PR #133, opened 2017-09-06
fixed (most) of the hookup squirreliness

david-deboer:
removes the double entries (for most, but at least the remaining aren't confusing)

### DIFF
--- a/hera_mc/cm_hookup.py
+++ b/hera_mc/cm_hookup.py
@@ -39,7 +39,7 @@ class Hookup:
         self.handling = cm_handling.Handling(session)
         self.part_type_cache = {}
 
-    def get_hookup(self, hpn_list, rev, port, at_date, exact_match=False,
+    def get_hookup(self, hpn_list, rev, port_query, at_date, exact_match=False,
                    show_levels=False, levels_testing=False):
         """
         Return the full hookup to the supplied part/rev/port in the form of a dictionary
@@ -74,13 +74,12 @@ class Hookup:
                                                exact_match=exact_match,
                                                full_version=False)
         hookup_dict = {'hookup': {}, 'fully_connected': {}, 'parts_epoch': []}
-        pols_to_do = self.__get_pols_to_do(hpn_list[0], port, check_pol=False)
-
         part_types_found = []
         for k, part in parts.iteritems():
             if not cm_utils._is_active(self.at_date, part['part'].start_date, part['part'].stop_date):
                 continue
             hookup_dict['hookup'][k] = {}
+            pols_to_do = self.__get_pols_to_do(part, port_query)
             for pol in pols_to_do:
                 hookup_dict['hookup'][k][pol] = self.__follow_hookup_stream(part['part'].hpn, part['part'].hpn_rev, pol)
                 part_types_found = self.__get_part_types_found(hookup_dict['hookup'][k][pol], part_types_found)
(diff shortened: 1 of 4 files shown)


hera_mc/cm_hookup.py
```diff
@@ -106,21 +105,48 @@ def __get_part_types_found(self, huco, part_types_found):
...
+        this figures out which pols to do.  Basically, given 'all' and part it
+        figures out whether to return ['e'], ['n'], ['e', 'n']
+
+        Parameter:
+        -----------
+        part:  current part dossier
+        port_query:  the ports that were requested.
+        """
+        single_pol_parts_paper = ['RI', 'RO', 'CR']
+        pq = port_query.lower()
```
pkgw: Stylistically, I find it neater to modify the variable in question rather than adding another variable with a similar name: `port_query = port_query.lower()`.

hera_mc/cm_hookup.py
```diff
@@ -161,31 +187,35 @@ def __get_next_connection(self, direction, part, rev, pol):
...
+                    cpo = conn.upstream_output_port
+                    npa = conn.downstream_part
+                    npo = conn.downstream_input_port
         next_one = None
         if len(options) == 0:
             next_one = None
         elif len(options) == 1:
-            next_one = options[0]
+            opc = options[0]
+            if self._check_next_port(opc.upstream_part, opc.upstream_output_port, pol, len(options)):
```
pkgw: Does this branch need to check the value of the `direction` variable, like some other spots in this function?

hera_mc/cm_hookup.py
```diff
@@ -106,21 +105,48 @@ def __get_part_types_found(self, huco, part_types_found):
...
             else:
-                pols = False
+                pols = PC.both_pols
+        elif pq in PC.both_pols:
+            pols = [ports]
+        else:
+            pols = PC.both_pols
         return pols
 
+    def _check_next_port(self, next_part, option_port, pol, lenopt):
```
pkgw: Can you add a docstring explaining what is being "checked" here? It's a bit hard for me to figure out.

hera_mc/cm_hookup.py
```diff
@@ -39,7 +39,7 @@ def __init__(self, session=None):
         self.handling = cm_handling.Handling(session)
         self.part_type_cache = {}
 
-    def get_hookup(self, hpn_list, rev, port, at_date, exact_match=False,
+    def get_hookup(self, hpn_list, rev, port_query, at_date, exact_match=False,
                    show_levels=False, levels_testing=False):
```
pkgw: The docstring should be updated to track the changed argument name.

hera_mc/cm_hookup.py
```diff
@@ -106,21 +105,48 @@ def __get_part_types_found(self, huco, part_types_found):
...
+        single_pol_parts_paper = ['RI', 'RO', 'CR']
+        pq = port_query.lower()
+        if pq == 'all':  # Need to figure out if return 'e', 'n' or both
+            if part['part'].hpn[:2].upper() in single_pol_parts_paper:
+                pols = [part['part'].hpn[-1].lower()]
             else:
-                pols = False
+                pols = PC.both_pols
+        elif pq in PC.both_pols:
+            pols = [ports]
```
pkgw: The variable `ports` is not defined.

hera_mc/cm_hookup.py
```diff
@@ -106,21 +105,48 @@ def __get_part_types_found(self, huco, part_types_found):
...
+        else:
+            pols = PC.both_pols
```
pkgw: I'm not sure if this is the best default behavior. The `port_query` passed to this function is either a hardcoded `all` value, or the value of the `--port` argument to `parts.py`. So if I run `parts.py --port=blooga` the program will basically ignore my `--port` argument altogether. I think it's better to be a bit stricter and raise an error if the user provides a value that we don't recognize.

hera_mc/cm_hookup.py
david-deboer: Thanks!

● ● ●

PROBLEM REQUIREMENTS:
Copy exactly the lines above, starting at the opening line and finishing at the line in which "full_version=False)" occurs.

RESPONSE:
PR #133, opened 2017-09-06
fixed (most) of the hookup squirreliness

david-deboer:
removes the double entries (for most, but at least the remaining aren't confusing)

### DIFF
--- a/hera_mc/cm_hookup.py
+++ b/hera_mc/cm_hookup.py
@@ -39,7 +39,7 @@ class Hookup:
         self.handling = cm_handling.Handling(session)
         self.part_type_cache = {}
 
-    def get_hookup(self, hpn_list, rev, port, at_date, exact_match=False,
+    def get_hookup(self, hpn_list, rev, port_query, at_date, exact_match=False,
                    show_levels=False, levels_testing=False):
         """
         Return the full hookup to the supplied part/rev/port in the form of a dictionary
@@ -74,13 +74,12 @@ class Hookup:
                                                exact_match=exact_match,
                                                full_version=False)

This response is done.